▸ **Extracted material**

BEGIN

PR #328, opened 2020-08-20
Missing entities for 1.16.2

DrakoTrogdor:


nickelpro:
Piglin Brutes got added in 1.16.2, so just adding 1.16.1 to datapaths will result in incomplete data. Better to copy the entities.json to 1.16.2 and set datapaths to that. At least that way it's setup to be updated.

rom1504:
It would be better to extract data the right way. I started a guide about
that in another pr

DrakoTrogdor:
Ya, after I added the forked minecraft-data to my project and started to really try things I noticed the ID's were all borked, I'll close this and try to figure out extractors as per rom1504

END
BEGIN

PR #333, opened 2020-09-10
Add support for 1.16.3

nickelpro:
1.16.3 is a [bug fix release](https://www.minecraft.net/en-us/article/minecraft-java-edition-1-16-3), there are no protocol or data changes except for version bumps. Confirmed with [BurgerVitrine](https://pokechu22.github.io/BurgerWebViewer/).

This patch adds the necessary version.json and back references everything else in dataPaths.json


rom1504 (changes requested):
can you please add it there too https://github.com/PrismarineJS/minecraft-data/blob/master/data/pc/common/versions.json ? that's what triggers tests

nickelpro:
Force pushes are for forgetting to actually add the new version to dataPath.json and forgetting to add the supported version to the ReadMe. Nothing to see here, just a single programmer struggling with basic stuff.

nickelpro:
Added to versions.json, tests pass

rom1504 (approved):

END

▸ **Exercise objective**
Among the lines above, find those that contain the word "versions" and copy them.

▸ **Solution**
can you please add it there too https://github.com/PrismarineJS/minecraft-data/blob/master/data/pc/common/versions.json ? that's what triggers tests
Added to versions.json, tests pass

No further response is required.